Physicochemical study of amino-functionalized organosilicon cubes intercalated in montmorillonite clay: H-binding and metal uptake.

Two organic-modified montmorillonite clays were prepared by embedding organosilanes bearing different chelating amino-functional groups [Apteos] (3-amino-propyltriethoxysilane), and [Edaptmos] (3-(2-aminoethylamino)propyltrimethoxysilane), in the interlayer space of a Zenith montmorillonite. XRD and FTIR spectroscopic data show that the amino organosilanes are intercalated into the interlamelar space forming cube-like structures bearing one polymanino tail at each cube apex. The intercalated cubes cause an increase of the interlayer spacing of the clay sheets by 6.6 A in [Zenith-Apteos] and by 7.1 A in [Zenith-Edaptmos]. The H-binding properties of the intercalated polyamino organosilanes were studied by potentiometric titration. The Cu-, Cd-, and Pb-binding capacity of [Zenith-Apteos] and [Zenith-Edaptmos] were evaluated in aqueous solution as a function of the pH. Both [Zenith-Apteos] and [Zenith-Edaptmos] showed improvement vs Zenith for metal binding in the order Cu > Pb > Cd. [Zenith-Edaptmos] showed the most important results vs Zenith.

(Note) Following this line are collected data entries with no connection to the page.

Issue #120, opened 2020-11-09
Sheets Exporter: Support new Spreadsheet, new sheet, exists data


baruchiro:
After merging #118, need to validate the exporting to Google Spreadsheets code, includes

- [ ] Create a new Spreadsheet by name.
- [ ] Create a new sheet by const name.
- [ ] Read existed data from the sheet and merge with the new data.

baruchiro:
On second thought, creating a new Spreadsheet by name should be implemented in the UI context, since we have two different areas in the app- the config editor (the UI) and the scraping that gets the config and doing the job.

If we are putting a new spreadsheet name in the config, then passing the config as an argument to the scraping, the scraping will create a new spreadsheet, but the config still defines the Spreadsheet name.

I mean, during the scraping, the SpreadsheetId value will change from the new Spreadsheet name to its SpreadsheetId, but we are not changing the config during the scraping, so the next time the config will still be with the Spreadsheet name instead of with an already exist SpreadsheetId.

@brafdlog WDYT?

PR #127, opened 2020-12-07
Sheets fixes

brafdlog:
- Fix hash column (the current code is fragile because it assumes the which column is the hash column. Will think of a way to make this safer)
- Throw clear error if no sheet with the expected name exists


baruchiro (approved):
OK, no big change, but note that with the Frontend I already implemented, I have an option to create a new Spreadsheet, so of course if you're creating a new one, you will not have even the Spreadsheet.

Theoretical analysis of the pH edge, achieved by a surface complexation model, shows that (a) the amino-functionalized cube-like structures constitute high affinity metal-binding sites; and (b) the metal ions are bound in a monodendate mode with the amino group of the cube, thus resulting in a maximization of metal-binding efficiency.